Collected data entries:
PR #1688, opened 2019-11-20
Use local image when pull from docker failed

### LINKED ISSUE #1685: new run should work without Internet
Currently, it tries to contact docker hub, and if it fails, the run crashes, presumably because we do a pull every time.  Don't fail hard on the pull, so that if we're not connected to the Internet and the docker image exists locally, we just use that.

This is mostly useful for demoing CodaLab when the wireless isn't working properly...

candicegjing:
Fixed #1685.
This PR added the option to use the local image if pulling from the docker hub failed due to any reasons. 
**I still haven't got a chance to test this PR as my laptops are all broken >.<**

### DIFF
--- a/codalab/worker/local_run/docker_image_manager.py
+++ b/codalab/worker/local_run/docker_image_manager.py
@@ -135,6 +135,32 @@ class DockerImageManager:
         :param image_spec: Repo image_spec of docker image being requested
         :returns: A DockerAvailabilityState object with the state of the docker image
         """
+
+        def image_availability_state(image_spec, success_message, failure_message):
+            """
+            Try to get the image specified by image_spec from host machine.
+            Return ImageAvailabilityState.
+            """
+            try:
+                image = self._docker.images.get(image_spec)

• **What needs to be done**: Write out exactly the lines between the start of the entries and the line containing "### LINKED ISSUE", including that line and the first one.

• **Exercise answer**:
PR #1688, opened 2019-11-20
Use local image when pull from docker failed

### LINKED ISSUE #1685: new run should work without Internet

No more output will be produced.